Shor Says Don’t Panic Yet

22

“So, he’s the Beyoncé of this event?” A girl behind me leans in.

We’re stuck behind a wall of people staring at the back of Peter Shor. Bearded guy. Orange sweater. Seeing him feels like fighting through paparazzi for the Mona Lisa—brief glimpses, selfies, the whole chaotic shebang.

“My algorithm will break everything,” someone tells me.

It’s true. It’s also true that Peter Shor is barely reacting. He’s the reason quantum computing got real funding, all thanks to a math trick he cooked up in 1994. Back then, quantum computers were niche science fiction. He was at Bell Labs. Heard a talk by Umesh Vazirani about some obscure quantum advantage. It didn’t click immediately. The example was too theoretical.

So he waited six months. Then boom.

He realized quantum computers could factor massive numbers faster than classical machines ever could. Shor’s Algorithm was born overnight. Suddenly, the world had an urgent, terrifying reason to build these machines.

Why do we care about factoring numbers? Because it’s the lock on the digital door. Email, banks, medical records—they all rely on the assumption that classical computers suck at factoring. They do. It takes forever. But a powerful quantum computer? It snaps that lock off like a dry twig.

Shor knows this. I managed to catch him in a speakers lounge away from the mob. Quiet finally.

He’s not sweating it.

“We have post-quantum methods,” he says. “We just need to implement them.”

Pause.

“That’s going to be incredibly hard.”

He’s right. We know the new encryption standards exist. NIST has already flagged the quantum-proof options. The problem isn’t theory. It’s logistics. It’s money. It’s time.

Imagine you run a bank or a hospital. You don’t just swap code today. You have to audit every single communication channel, every device, every line of legacy software. That’s years of work. Maybe longer.

And the deadline is closing in.

Current quantum computers? Still toys. Too noisy. Not powerful enough. But they’re evolving fast. Hardware is improving. Error correction is getting smarter.

Google is aiming to migrate to post-quantum crypto by 2029. Trump just signed an executive order pushing all high-impact US government systems to do the same by 2030… wait, 2031. Let’s check. Yeah, 2031 🗓️.

“Quantum computers are still toys. They’ll stop being toys very soon.”

Shor is impressed by the raw power increases, sure. But he’s quick to shut down the hype machine. Think quantum computers will predict the stock market? Nope.

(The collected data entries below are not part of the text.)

PR #793, opened 2016-10-09
Enable VE and foreground on 3dicwiki for T859

LegoFan4000:


LegoFan4000:
I already made a pull request in the other repo and as I have said before there is no tab key in iOS.

ImBoPhil:
Re-done with the correct tabs in #794

Reception123:
Per comment above.

PR #795, opened 2016-10-09
disable anon and user editing (justwikiwiki) T858

ImBoPhil:


LegoFan4000:
@ImBoPhill this is done on meta by privlaged users. In this case @JohnFLewis did it.

Reception123:
@LegoFan4000 No, this is **not** done on Meta. This is the correct way to do it. JohnLewis just made the wiki public, he didn't actually make the wiki non-editable by users.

People misunderstand the tech. It’s not just “faster computers.” It’s a different beast entirely. Useful for specific things. Like simulating molecules for medicine or chemistry. Maybe some optimization puzzles. Shor actually thinks his colleagues dismissed optimization too fast.

Here’s the rub.

Why haven’t we seen another breakthrough since Shor in ‘94? No one’s cracked a new algorithm nearly that impactful yet.

Why?

Maybe we’re just not smart enough. Or maybe quantum computers aren’t actually that versatile after all.

I ask him how we get smarter. How we bridge that gap.

Play with them. Use the real hardware. Try weird things. But you need to master two dense fields—quantum mechanics and computer science—at once. That’s a tall order.

Shor doesn’t promise easy answers. Just hard work.